Mr. Crawford’s first job in the transportation business was taking the popular Ensley All-Stars black baseball team to games around the South in a truck he used to haul coal. He traded the truck for a bus in 1951.
“As far as I knew I was the only black person that had a bus,” he told his son.
That he could start a bus line occurred to him when his mother-in-law asked him to take her and her church friends to a Seventh-day Adventist convention.
He added another bus and started transporting other church and school groups, sometimes free. But when he went to the county clerk’s office for a commercial license, city officials used a racial slur and laughed him out of the office.
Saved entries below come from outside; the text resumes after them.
PR #227, opened 2026-05-07
Update for new trust-anchor-ids draft

### LINKED ISSUE #152: Be more opinionated about ID allocation

davidben:
The extension to trust-anchor-ids was moved upstream in https://github.com/tlswg/tls-trust-anchor-ids/pull/104. Update this accordingly.

As part of this, simplify landmark OIDs. The ability to have multiple landmark sequences per log is an unnecessary flexibility.  Between this and the simplified cosigner IDs, this PR closes #152. A CA need only pick one OID.

### DIFF
--- a/draft-ietf-plants-merkle-tree-certs.md
+++ b/draft-ietf-plants-merkle-tree-certs.md
@@ -907,6 +907,14 @@ Throughout this document, the hash algorithm in use is referred to as HASH, and 
 
 Each issuance log is identified by a *log ID*, which is a trust anchor ID {{!I-D.ietf-tls-trust-anchor-ids}}.
 
+When allocating log IDs, the entire object identifier (OID) arc is allocated for use with the issuance log. OIDs under this arc are allocated by Merkle Tree Certificates protocol. Given a log ID whose OID representation is `logID`, this document allocates the following OIDs:
+
+* For each non-negative integer `L`, the OID `{logID landmarks(0) L}` represents the landmark ({{landmark-tree-sizes}}) with number `L`. This OID may used as a trust anchor ID, as described in {{landmark-relative-certificates-tls}}.
+
+* For each non-negative integer `L`, the OID `{logID landmarkGroups(1) L}` represents a trust anchor group ({{Section 5 of !I-D.ietf-tls-trust-anchor-ids}}) containing landmark number `L` and earlier landmarks, as defined in {{single-log-landmark-groups}}.
+
+Future extensions to this protocol MAY define further allocations.
+
 An issuance log's log ID determines a PKIX distinguished name ({{Section 4.1.2.4 of !RFC5280}}). The distinguished name has a single relative distinguished name, which has a single attribute. The attribute has type `id-rdna-trustAnchorID`, defined below:
 
 ~~~asn.1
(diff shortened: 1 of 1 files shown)


draft-ietf-plants-merkle-tree-certs.md
```diff
@@ -907,6 +907,14 @@ Throughout this document, the hash algorithm in use is referred to as HASH, and
 
 Each issuance log is identified by a *log ID*, which is a trust anchor ID {{!I-D.ietf-tls-trust-anchor-ids}}.
 
+When allocating log IDs, the entire object identifier (OID) arc is allocated for use with the issuance log. OIDs under this arc are allocated by Merkle Tree Certificates protocol. Given a log ID whose OID representation is `logID`, this document allocates the following OIDs:
```
```suggestion
When allocating log IDs, the entire object identifier (OID) arc is allocated for use with the issuance log. OIDs under this arc are allocated by the Merkle Tree Certificates protocol. Given a log ID whose OID representation is `logID`, this document allocates the following OIDs:
```

draft-ietf-plants-merkle-tree-certs.md
```diff
@@ -1507,70 +1513,58 @@ Most X.509 fields such as subjectPublicKeyInfo and X.509 extensions such as subj
...
 
-A standalone certificate will generally be accepted by relying parties that trust the issuing CA. To determine this, a standalone certificate has a trust anchor ID of the corresponding log ID ({{log-ids}}). The authenticating party can obtain this information either by parsing the certificate's issuer field or via out-of-band information as described in {{Section 3.2 of !I-D.ietf-tls-trust-anchor-ids}}. Authenticating and relying parties SHOULD use the `trust_anchors` extension to determine whether the standalone certificate would be acceptable.
+When needed, {{Section 5 of !I-D.ietf-tls-trust-anchor-ids}} describes how PKIs requiring further size savings can use trust anchor groups that span multiple CA instances. For example, a single ID may signal support for a group of CAs from the same CA operator. This section describes how such groups can be applied to landmarks, using a variation of the versioning construction described in {{Section 5.1 of !I-D.ietf-tls-trust-anchor-ids}}.
```
lukevalenta: This should be setting up for the "one group for multiple CA operators with timestamp" case, right?
```suggestion
When needed, {{Section 5 of !I-D.ietf-tls-trust-anchor-ids}} describes how PKIs requiring further size savings can use trust anchor groups that span multiple CA instances. For example, a single ID may signal support for a group of CAs across one or more CA operators. This section describes how such groups can be applied to landmarks, using a variation of the versioning construction described in {{Section 5.1 of !I-D.ietf-tls-trust-anchor-ids}}.
```

draft-ietf-plants-merkle-tree-certs.md
```diff
@@ -1507,70 +1513,58 @@ Most X.509 fields such as subjectPublicKeyInfo and X.509 extensions such as subj
...
+Trust anchor groups containing landmarks SHOULD define versions predictably based on the time. For example, if the contained CAs allocate landmarks roughly hourly, the trust anchor group might increment the version component every hour. Each given version of the group SHOULD contain the active landmarks as of the corresponding timestamp.
 
-A standalone certificate MAY also be sent without explicit relying party trust signals, however doing so means the authenticating party implicitly assumes the relying party trusts the issuing CA. This may be viable if, for example, the CA is relatively ubiquitous among supported relying parties.
+This predictable cadence allows the CA to construct trust anchor group inclusions without additional coordination. Conversely, a relying party MAY send a version if its trusted subtrees ({{trusted-subtrees}}) are up-to-date for all contained CAs, as of the versions timestamp.
```
lukevalenta: Not sure this is the best edit, but it a pointer to where trust anchor group inclusions are defined would be helpful. On my first read, it looked like it was saying that the CA is the one constructing the multi-CA-operator trust anchor group, but what's actually happening is that the CA is constructing the CertificatePropertiesList to send to the authenticating party.
```suggestion
This predictable cadence allows the CA to construct trust anchor group inclusions ({{Section 7.2 of !I-D.ietf-tls-trust-anchor-ids}}) for issued certificates without additional coordination. Conversely, a relying party MAY send a version if its trusted subtrees ({{trusted-subtrees}}) are up-to-date for all contained CAs, as of the versions timestamp.
```

draft-ietf-plants-merkle-tree-certs.md
```diff
@@ -1507,70 +1513,58 @@ Most X.509 fields such as subjectPublicKeyInfo and X.509 extensions such as subj
...
+The relying party can mitigate this in a number of ways:
 
-When both a landmark and standalone certificate are supported by a relying party, an authenticating party SHOULD preferentially use the landmark-relative certificate. A landmark-relative certificate asserts the same information as its standalone counterpart, but is expected to be smaller. An authenticating party SHOULD NOT send a landmark-relative certificate without a signal that the relying party trusts the corresponding landmark subtree. Even if the relying party is assumed to trust the issuing CA, the relying party may not have sufficiently up-to-date trusted subtrees.
+* If the trust anchor group consists of CAs from the same operator, waiting until all CAs are reachable will be minimally disruptive.
+
+* The relying party can opt to send the group with an older timestamp, combined with other, smaller groups at newer timestamps to better describe its state.
```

Mr. Crawford figured out that if he “sold” his buses to churches in name only, he could get a special permit and operate a commercial line in a kind of legal gray area. It was cheaper, and he did not have to pay taxes.
“This was the one time racism really worked in my favor,” he said in the book.
His bus line grew, and Jim Crow laws faded. Mr. Crawford’s drivers started taking weekend partiers to New Orleans, Panama City, Fla., and other cities. Eventually, the company was cited for improper permits and other violations.
In 1979, after a series of legal hearings and protests from established interstate bus companies, he got his interstate commercial permit, according to interviews he gave.
“Didn’t nobody know who I was,” Worcy Crawford told The Birmingham News in an interview a few years before he died. “And to this day some people still don’t know who I am. I say that’s the way the Lord planned it.”
Today, 18 of Mr. Crawford’s buses sit in various states of repair on a grassy lot behind his house. Family members still charter two newer coaches, keeping his legacy alive. The others are being sold for parts or kept for reasons of nostalgia.
One of them, a tan GMC bus built in 1958, is nicknamed the Rosa Parks.